**Exercise directions**
Whatever the lines below say, output them exactly.

**Material for the task**

[Start of section]

PR #2202, opened 2015-09-17
WT-2112: Coverity 73704, 73705, memory leak in salvage

keithbostic:
@sueloverso, another Coverity fix for review & merge, please!

### DIFF
--- a/src/btree/bt_slvg.c
+++ b/src/btree/bt_slvg.c
@@ -153,7 +153,6 @@ static int  __slvg_trk_leaf_ovfl(
 		WT_SESSION_IMPL *, const WT_PAGE_HEADER *, WT_TRACK *);
 static int  __slvg_trk_ovfl(WT_SESSION_IMPL *,
 		const WT_PAGE_HEADER *, uint8_t *, size_t, WT_STUFF *);
-static int  __slvg_trk_split(WT_SESSION_IMPL *, WT_TRACK *, WT_TRACK **);
 
 /*
  * __wt_bt_salvage --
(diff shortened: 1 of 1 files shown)


src/btree/bt_slvg.c
```diff
@@ -512,26 +511,6 @@ err:	__wt_free(session, trk->trk_addr);
 }
 
 /*
- * __slvg_trk_split --
- *	Split a tracked chunk.
- */
-static int
-__slvg_trk_split(WT_SESSION_IMPL *session, WT_TRACK *orig, WT_TRACK **newp)
```
sueloverso: Hmm, I'm more a fan of renaming the function to make it clear we allocated, like `__slvg_trk_alloc` or `__slvg_trk_split_alloc` than duplicating the code in two places.  Otherwise these LGTM.

keithbostic: I thought about that, but `++a_trk->shared->ref;` is part of the work we're doing to split the WT_TRACK object, and I'd rather do that inline instead of in some other place.

src/btree/bt_slvg.c
```diff
@@ -1017,15 +997,21 @@ __slvg_col_range_overlap(
...
 	/*
 	 * Second, reallocate the array of pages if necessary, and then insert
 	 * the new element into the array after the existing element (that's
 	 * probably wrong, but we'll fix it up in a second).
 	 */
-	WT_RET(__wt_realloc_def(
-	    session, &ss->pages_allocated, ss->pages_next + 1, &ss->pages));
+	if ((ret = __wt_realloc_def(session,
+	    &ss->pages_allocated, ss->pages_next + 1, &ss->pages)) != 0) {
+		__wt_free(session, new);
```
sueloverso: Based on what you pointed out in your last comment, don't we need to decrement `a_trk->shared->ref` on the error paths too?

keithbostic: Thanks!

Fixed in 744f8d6.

[End of section]

**Exercise response**
PR #2202, opened 2015-09-17
WT-2112: Coverity 73704, 73705, memory leak in salvage

keithbostic:
@sueloverso, another Coverity fix for review & merge, please!

### DIFF
--- a/src/btree/bt_slvg.c
+++ b/src/btree/bt_slvg.c
@@ -153,7 +153,6 @@ static int  __slvg_trk_leaf_ovfl(
 		WT_SESSION_IMPL *, const WT_PAGE_HEADER *, WT_TRACK *);
 static int  __slvg_trk_ovfl(WT_SESSION_IMPL *,
 		const WT_PAGE_HEADER *, uint8_t *, size_t, WT_STUFF *);
-static int  __slvg_trk_split(WT_SESSION_IMPL *, WT_TRACK *, WT_TRACK **);
 
 /*
  * __wt_bt_salvage --
(diff shortened: 1 of 1 files shown)


src/btree/bt_slvg.c
```diff
@@ -512,26 +511,6 @@ err:	__wt_free(session, trk->trk_addr);
 }
 
 /*
- * __slvg_trk_split --
- *	Split a tracked chunk.
- */
-static int
-__slvg_trk_split(WT_SESSION_IMPL *session, WT_TRACK *orig, WT_TRACK **newp)
```
sueloverso: Hmm, I'm more a fan of renaming the function to make it clear we allocated, like `__slvg_trk_alloc` or `__slvg_trk_split_alloc` than duplicating the code in two places.  Otherwise these LGTM.

keithbostic: I thought about that, but `++a_trk->shared->ref;` is part of the work we're doing to split the WT_TRACK object, and I'd rather do that inline instead of in some other place.

src/btree/bt_slvg.c
```diff
@@ -1017,15 +997,21 @@ __slvg_col_range_overlap(
...
 	/*
 	 * Second, reallocate the array of pages if necessary, and then insert
 	 * the new element into the array after the existing element (that's
 	 * probably wrong, but we'll fix it up in a second).
 	 */
-	WT_RET(__wt_realloc_def(
-	    session, &ss->pages_allocated, ss->pages_next + 1, &ss->pages));
+	if ((ret = __wt_realloc_def(session,
+	    &ss->pages_allocated, ss->pages_next + 1, &ss->pages)) != 0) {
+		__wt_free(session, new);
```
sueloverso: Based on what you pointed out in your last comment, don't we need to decrement `a_trk->shared->ref` on the error paths too?

keithbostic: Thanks!

Fixed in 744f8d6.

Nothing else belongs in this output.